*Task goal*
Once you have read the entries below, write them all out again exactly.

(Stored records)

——

PR #46, opened 2019-08-16
Kinder replace minikube/namnx228

namnx228:
In this pull request, I add `kinder ` as another option to create K8S. `kinder` is necessary for CI as it is more lightweight and runs faser than  `minikube` . 

By default, `minikube` is still used to deploy K8S in the dev-env.

Note: This PR is developed on top of PR: `improvement/namnx228-download-1-place`. Therefore, please review that branch before this one.


russellb:
Thanks for the PR!  I don't mean to ignore this, I'm just waiting until we finish #37 since this depends on it

nordixinfra:

russellb:
It looks like this needs a rebase, and then i'll try this out, thanks!

maelk:
@russellb this is now rebased, thanks

russellb:
sorry, i introduced a conflict in the Makefile.  I tried to fix it but can't push to the branch.  (github gives you the choice to allow maintainers to push to your branch for a PR)

01_install_requirements.sh
```diff
@@ -59,3 +49,51 @@ ANSIBLE_FORCE_COLOR=true ansible-playbook \
...
+      chmod +x docker-machine-driver-kvm2
+      sudo mv docker-machine-driver-kvm2 /usr/local/bin/.
+  fi
+else
+# Install kinder to replace minikube
+  if [ ! -d ${GOPATH}/src/kubeadm ]; then
+    pushd ${GOPATH}/src/
+    git clone https://github.com/kubernetes/kubeadm.git
+    pushd kubeadm
+    popd
```
russellb: looks like these last 2 lines don't do anything

01_install_requirements.sh
```diff
@@ -8,18 +9,7 @@ else
...
-    sudo mv minikube /usr/local/bin/.
-fi
-
-if ! which docker-machine-driver-kvm2 2>/dev/null ; then
-    curl -LO https://storage.googleapis.com/minikube/releases/latest/docker-machine-driver-kvm2
-    chmod +x docker-machine-driver-kvm2
-    sudo mv docker-machine-driver-kvm2 /usr/local/bin/.
-fi
-
+
```
russellb: extra blank line

01_install_requirements.sh
```diff
@@ -59,3 +49,51 @@ ANSIBLE_FORCE_COLOR=true ansible-playbook \
...
+    pushd ${GOPATH}/src/
+    git clone https://github.com/kubernetes/kubeadm.git
+    pushd kubeadm
+    popd
+    popd
+  fi
+  
+  # if [ ! -d ${GOPATH}/src/sigs.k8s.io/kind ]; then
+  #   GO111MODULE="on" go get -u sigs.k8s.io/kind@v0.4.0
+  # fi
```
russellb: want to remove this?  or add a comment about why it's here?

01_install_requirements.sh
```diff
@@ -59,3 +49,51 @@ ANSIBLE_FORCE_COLOR=true ansible-playbook \
...
+  
+  if [ ! -f ${GOPATH}/bin/kinder ]; then
+    pushd $HOME/go/src/kubeadm/kinder
+    GO111MODULE=on go install
+    popd
+  fi
+  
+  sudo docker pull kindest/node:v1.15.0
+  
+  # sudo usermod -aG docker $USER
```
russellb: want to remove this?  or add a comment about why it's here?

02_configure_host.sh
```diff
@@ -63,14 +63,14 @@ else
       if [ ! -e /etc/sysconfig/network-scripts/ifcfg-provisioning ] ; then
           echo -e "DEVICE=provisioning\nTYPE=Bridge\nONBOOT=yes\nNM_CONTROLLED=no\nBOOTPROTO=static\nIPADDR=172.22.0.1\nNETMASK=255.255.255.0" | sudo dd of=/etc/sysconfig/network-scripts/ifcfg-provisioning
       fi
-      sudo ifdown provisioning || true
-      sudo ifup provisioning
+      sudo ip link set provisioning down || true
+      sudo ip link set provisioning up || true
```
russellb: Why is this changed?

russellb: same question about the other places where `ifdown`/`ifup` were changed to `ip link set up` / `down`

03_launch_mgmt_cluster.sh
```diff
@@ -79,6 +79,20 @@ function launch_minikube() {
     minikube start
 }
 
+function launch_kinder() {
+  kinder="${GOPATH}/bin/kinder"
```
russellb: shouldn't this already be in `$PATH` ?

03_launch_mgmt_cluster.sh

——

*Expected output*
PR #46, opened 2019-08-16
Kinder replace minikube/namnx228

namnx228:
In this pull request, I add `kinder ` as another option to create K8S. `kinder` is necessary for CI as it is more lightweight and runs faser than  `minikube` . 

By default, `minikube` is still used to deploy K8S in the dev-env.

Note: This PR is developed on top of PR: `improvement/namnx228-download-1-place`. Therefore, please review that branch before this one.


russellb:
Thanks for the PR!  I don't mean to ignore this, I'm just waiting until we finish #37 since this depends on it

nordixinfra:

russellb:
It looks like this needs a rebase, and then i'll try this out, thanks!

maelk:
@russellb this is now rebased, thanks

russellb:
sorry, i introduced a conflict in the Makefile.  I tried to fix it but can't push to the branch.  (github gives you the choice to allow maintainers to push to your branch for a PR)

01_install_requirements.sh
```diff
@@ -59,3 +49,51 @@ ANSIBLE_FORCE_COLOR=true ansible-playbook \
...
+      chmod +x docker-machine-driver-kvm2
+      sudo mv docker-machine-driver-kvm2 /usr/local/bin/.
+  fi
+else
+# Install kinder to replace minikube
+  if [ ! -d ${GOPATH}/src/kubeadm ]; then
+    pushd ${GOPATH}/src/
+    git clone https://github.com/kubernetes/kubeadm.git
+    pushd kubeadm
+    popd
```
russellb: looks like these last 2 lines don't do anything

01_install_requirements.sh
```diff
@@ -8,18 +9,7 @@ else
...
-    sudo mv minikube /usr/local/bin/.
-fi
-
-if ! which docker-machine-driver-kvm2 2>/dev/null ; then
-    curl -LO https://storage.googleapis.com/minikube/releases/latest/docker-machine-driver-kvm2
-    chmod +x docker-machine-driver-kvm2
-    sudo mv docker-machine-driver-kvm2 /usr/local/bin/.
-fi
-
+
```
russellb: extra blank line

01_install_requirements.sh
```diff
@@ -59,3 +49,51 @@ ANSIBLE_FORCE_COLOR=true ansible-playbook \
...
+    pushd ${GOPATH}/src/
+    git clone https://github.com/kubernetes/kubeadm.git
+    pushd kubeadm
+    popd
+    popd
+  fi
+  
+  # if [ ! -d ${GOPATH}/src/sigs.k8s.io/kind ]; then
+  #   GO111MODULE="on" go get -u sigs.k8s.io/kind@v0.4.0
+  # fi
```
russellb: want to remove this?  or add a comment about why it's here?

01_install_requirements.sh
```diff
@@ -59,3 +49,51 @@ ANSIBLE_FORCE_COLOR=true ansible-playbook \
...
+  
+  if [ ! -f ${GOPATH}/bin/kinder ]; then
+    pushd $HOME/go/src/kubeadm/kinder
+    GO111MODULE=on go install
+    popd
+  fi
+  
+  sudo docker pull kindest/node:v1.15.0
+  
+  # sudo usermod -aG docker $USER
```
russellb: want to remove this?  or add a comment about why it's here?

02_configure_host.sh
```diff
@@ -63,14 +63,14 @@ else
       if [ ! -e /etc/sysconfig/network-scripts/ifcfg-provisioning ] ; then
           echo -e "DEVICE=provisioning\nTYPE=Bridge\nONBOOT=yes\nNM_CONTROLLED=no\nBOOTPROTO=static\nIPADDR=172.22.0.1\nNETMASK=255.255.255.0" | sudo dd of=/etc/sysconfig/network-scripts/ifcfg-provisioning
       fi
-      sudo ifdown provisioning || true
-      sudo ifup provisioning
+      sudo ip link set provisioning down || true
+      sudo ip link set provisioning up || true
```
russellb: Why is this changed?

russellb: same question about the other places where `ifdown`/`ifup` were changed to `ip link set up` / `down`

03_launch_mgmt_cluster.sh
```diff
@@ -79,6 +79,20 @@ function launch_minikube() {
     minikube start
 }
 
+function launch_kinder() {
+  kinder="${GOPATH}/bin/kinder"
```
russellb: shouldn't this already be in `$PATH` ?

03_launch_mgmt_cluster.sh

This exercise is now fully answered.